Fran: We need more spaces like the Rose Wagner Theatre, that are actually designed to do small, intimate theatre in. (The Rose Wagner BB was really designed for dance, and as a result does not have optimal floors, or wing space, or acoustics... for theatre. That is). We need more rehearsal space that is affordable. We need more parents to encourage their kids to do theatre, and to go to theatre, and not to be afraid of the ideas that are presented in “progressive” plays. Actually, I think we all do damned good job – given that we are all in some way or other hand to mouth – as a friend once said, “it just depends on the size of the hand and the size of the mouth.”
Barb: Changing a mind-set that may be religiously/morally based and thus primarily supportive of 'family' theatre is difficult. However, I think it's important that funding agencies -- government based and private foundations -- be open to supporting all types of theatre. ZAP is a great example.
Gavin: What's your take on the recent push to bring “Broadway to Utah”?
Barb: I worry about it. I'd rather see capital funding to build another facility like the Rose Wagner. The Rose is busting at the seems, and Pygmalion is lucky to be a tenant there. There is a big need for smaller performance spaces -- 75 seats studio theatres to 350 seat theatres -- as well as a crying need for reasonably priced rehearsal space. Part of me certainly wants the community to go see theatre, but the ticket price of "Broadway" theatre tends to mean: A) many audience members will save up to go to a touring show and not go to any other; B) some audience members will assume that the touring show has to be better than anything locally -- which is so not true. The hope is that the audiences will then be interested in local productions, but I'm skeptical.

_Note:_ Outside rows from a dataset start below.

PR #33, opened 2024-11-26
descw-2739 update Kustomize and Readme

robrien-bcgov:
- ([DESCW-2739](https://citz-gdx.atlassian.net/browse/DESCW-2739))
- test and update K8s deployment so it works properly with NaadVars class getter.
- fix typo in socket client NaadVars.
- Update Readme layout and instructions.
- add scripts to simplify k8s build/start/stop for local development.
- add socket client try/catch block to catch environment variable misconfiguration.

### DIFF
--- a/composer.json
+++ b/composer.json
@@ -27,8 +27,16 @@
             "Composer\\Config::disableProcessTimeout",
             "docker compose up"
         ],
+        "startPods": [
+            "composer build",
+            "kubectl config use-context docker-desktop",
+            "kubectl apply -k deployments/kustomize/overlays/local"
+        ],
         "stop": [
             "docker compose down"
+        ],
+        "stopPods": [
+            "kubectl delete -k deployments/kustomize/overlays/local"
         ],
         "phpcs": [
             "# show the rule that is being applied using the -s flag",
--- a/deployments/kustomize/base/app/kustomization.yaml
+++ b/deployments/kustomize/base/app/kustomization.yaml
@@ -2,8 +2,8 @@ apiVersion: kustomize.config.k8s.io/v1beta1
 kind: Kustomization
 resources:
 - deployment.yaml
-- deployment2.yaml
 - job.yaml
+- deployment2.yaml
 
 # Updates the labels for all containers.
 commonLabels:
--- a/src/NaadSocketClient.php
+++ b/src/NaadSocketClient.php
@@ -92,7 +92,15 @@ class NaadSocketClient
 
         if ($this->isHeartbeat($xml) ) {
             $this->logger->info('Heartbeat received.');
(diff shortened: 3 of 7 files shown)


composer.json
```diff
@@ -27,9 +27,17 @@
             "Composer\\Config::disableProcessTimeout",
             "docker compose up"
         ],
+        "startPods": [
```
mhaswell-bcgov, line 30:
```suggestion
        "k8s-start": [
```
Might be a clearer name because the deployment creates more than just pods in Kubernetes.

composer.json
```diff
@@ -27,9 +27,17 @@
...
+            "composer build",
+            "kubectl config use-context docker-desktop",
+            "kubectl apply -k deployments/kustomize/overlays/local"
+        ],
         "stop": [
             "docker compose down"
         ],
+        "stopPods": [
```
mhaswell-bcgov, line 38:
```suggestion
        "k8s-delete": [
```

deployments/kustomize/base/app/kustomization.yaml
```diff
@@ -2,8 +2,8 @@ apiVersion: kustomize.config.k8s.io/v1beta1
 kind: Kustomization
 resources:
 - deployment.yaml
-- deployment2.yaml
 - job.yaml
+- deployment2.yaml
```
mhaswell-bcgov, line 6: I don't think this actually changes the order that they start up. From what I understand there's no way to control the  order resources start up in Kubernetes. You're supposed to just make everything as resilient to failures as possible so they can recover on their own and sort themselves out.

src/NaadSocketClient.php
```diff
@@ -92,7 +92,15 @@ public function handleResponse( string $response ): bool
 
         if ($this->isHeartbeat($xml) ) {
             $this->logger->info('Heartbeat received.');
-            $missedAlerts = $this->findMissedAlerts($xml);
+            try {
+                $missedAlerts = $this->findMissedAlerts($xml);
```
mhaswell-bcgov, line 96: I think the only Exception that can be thrown here is from the call to `$this->database->getAlertsById()` inside `findMissedAlerts()` so this try catch would be better placed around that call.

mhaswell-bcgov (changes requested):

deployments/kustomize/base/app/kustomization.yaml
robrien-bcgov: but it works though

src/NaadSocketClient.php
robrien-bcgov: kk i'll refactor this tomorrow

mhaswell-bcgov (approved):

Fran: Performance facilities are very, very expensive to build and mostly to maintain. Studies indicate their is a need for smaller spaces, why stretch our resources on a much larger space? Especially now. I just don’t think we have the tax base to pay for this and everything else we have as well. For the time being, we have facilities enough to handle touring shows, and heck plane tickets are not that expensive. I’d just as soon see the big stuff in big cities.
Gavin: What can we expect from all of you over the rest of the year?
Michael: Hmmm, what will I be up to the rest of the year? I have no direct plans. There is another show coming up that I would love to audition for, but we will see. Other than that… summer is coming and I hope to have a blooming garden, lots of veggies, a few cocktails and lots of laughs with friends. And I’ll probably go see some theater.
Fran: We need to slot our third show next season, but first up is a great play by Elaine Jarvick who writes for the Deseret News called The Coming Ice Age - a funny and poignant show about growing older and downsizing, and then a play called Well by Lisa Kron – a memoir that is sort of about a mother/daughter relationship, sort of about integration, sort of about being “well”. It is tender, and also funny. Funny is very important to me.
Barb: Working behind the scenes for Pygmalion's 2010-2011 season. I generally appear in at least one production a season, but have no immediately plans for next season. We'll just have to see.
Gavin: Aside from the obvious, is there anything you'd like to promote or plug?
Barb: Yes -- Pygmalion will be announcing its season soon -- the opener is a lovely play by local playwright Elaine Clark opening in October. We're also planning an August fundraiser brunch with great entertainment, so look for that too.